PR #2196, opened 2021-09-17
wallettemplate: move wallettemplate.utils to org.bitcoinj.walletfx.utils

msgilligan:
This is a step towards (a renewed effort at) separating the wallettemplate into a JavaFX wallet library and a template application.

This is a simple package move refactoring. I also moved `bitcoin_logo_plain.png` to its own `images` resource directory since it is shared between two `.fxml` files.


schildbach:
Merged.

PR #2198, opened 2021-09-17
Wrap OkHttp -- make it an `implementation` not `api` dependency

msgilligan:
1. Make usage of OkHttpClient internal to HttpDiscovery.java
2. Deprecate one constructor in HttpDiscovery 
3. Use wrapper in MultiplexingDiscovery
4. Change build.gradle dependency for OkHttp to `api`

### DIFF
--- a/core/build.gradle
+++ b/core/build.gradle
@@ -11,7 +11,7 @@ dependencies {
     api 'org.bouncycastle:bcprov-jdk15to18:1.68'
     api 'com.google.guava:guava:30.0-android'
     api 'com.google.protobuf:protobuf-java:3.13.0'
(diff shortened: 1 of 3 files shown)


schildbach:
Concept looks good to me.

schildbach:
We could also just drop the HttpDiscovery. It's only used by Bitcoin Wallet I assume, and probably my seed is the only one?

I think we should finally implement discovery of new peers via P2P protocol.

msgilligan:
Assuming PR #2279 gets merged we can close this one.

schildbach:
#2279 is merged, so I'm closing this.

PR #2209, opened 2021-09-22
walletfx: Extract `MainWindowController` abstract base class

msgilligan:
* Extract `MainWindowController` from `wallettemplate.MainController`
* WalletApplication: `wallettemplate.MainController` with `MainWindowController`


schildbach:
Merged.

PR #2210, opened 2021-09-22
WalletApplication: improve encapsulation

msgilligan:
* Make all public fields private and wrap with accessors
* Make `WalletAppKit` (was confusingly named `bitcoin`) field a member not a static
* Rename `bitcoin` to `walletAppKit`


schildbach:
Merged.

PR #2767, opened 2023-03-06
TransactionConfidence: migrate `lastBroadcastedAt` field to `java.time` API

schildbach:
Note this also adds a couple of nullable declarations, as that's how the current code works – and I didn't change that.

══════════

_WORK TO COMPLETE_
Transcribe the listing above exactly as shown.

_RESULT FOR THIS TASK_
PR #2196, opened 2021-09-17
wallettemplate: move wallettemplate.utils to org.bitcoinj.walletfx.utils

msgilligan:
This is a step towards (a renewed effort at) separating the wallettemplate into a JavaFX wallet library and a template application.

This is a simple package move refactoring. I also moved `bitcoin_logo_plain.png` to its own `images` resource directory since it is shared between two `.fxml` files.


schildbach:
Merged.

PR #2198, opened 2021-09-17
Wrap OkHttp -- make it an `implementation` not `api` dependency

msgilligan:
1. Make usage of OkHttpClient internal to HttpDiscovery.java
2. Deprecate one constructor in HttpDiscovery 
3. Use wrapper in MultiplexingDiscovery
4. Change build.gradle dependency for OkHttp to `api`

### DIFF
--- a/core/build.gradle
+++ b/core/build.gradle
@@ -11,7 +11,7 @@ dependencies {
     api 'org.bouncycastle:bcprov-jdk15to18:1.68'
     api 'com.google.guava:guava:30.0-android'
     api 'com.google.protobuf:protobuf-java:3.13.0'
(diff shortened: 1 of 3 files shown)


schildbach:
Concept looks good to me.

schildbach:
We could also just drop the HttpDiscovery. It's only used by Bitcoin Wallet I assume, and probably my seed is the only one?

I think we should finally implement discovery of new peers via P2P protocol.

msgilligan:
Assuming PR #2279 gets merged we can close this one.

schildbach:
#2279 is merged, so I'm closing this.

PR #2209, opened 2021-09-22
walletfx: Extract `MainWindowController` abstract base class

msgilligan:
* Extract `MainWindowController` from `wallettemplate.MainController`
* WalletApplication: `wallettemplate.MainController` with `MainWindowController`


schildbach:
Merged.

PR #2210, opened 2021-09-22
WalletApplication: improve encapsulation

msgilligan:
* Make all public fields private and wrap with accessors
* Make `WalletAppKit` (was confusingly named `bitcoin`) field a member not a static
* Rename `bitcoin` to `walletAppKit`


schildbach:
Merged.

PR #2767, opened 2023-03-06
TransactionConfidence: migrate `lastBroadcastedAt` field to `java.time` API

schildbach:
Note this also adds a couple of nullable declarations, as that's how the current code works – and I didn't change that.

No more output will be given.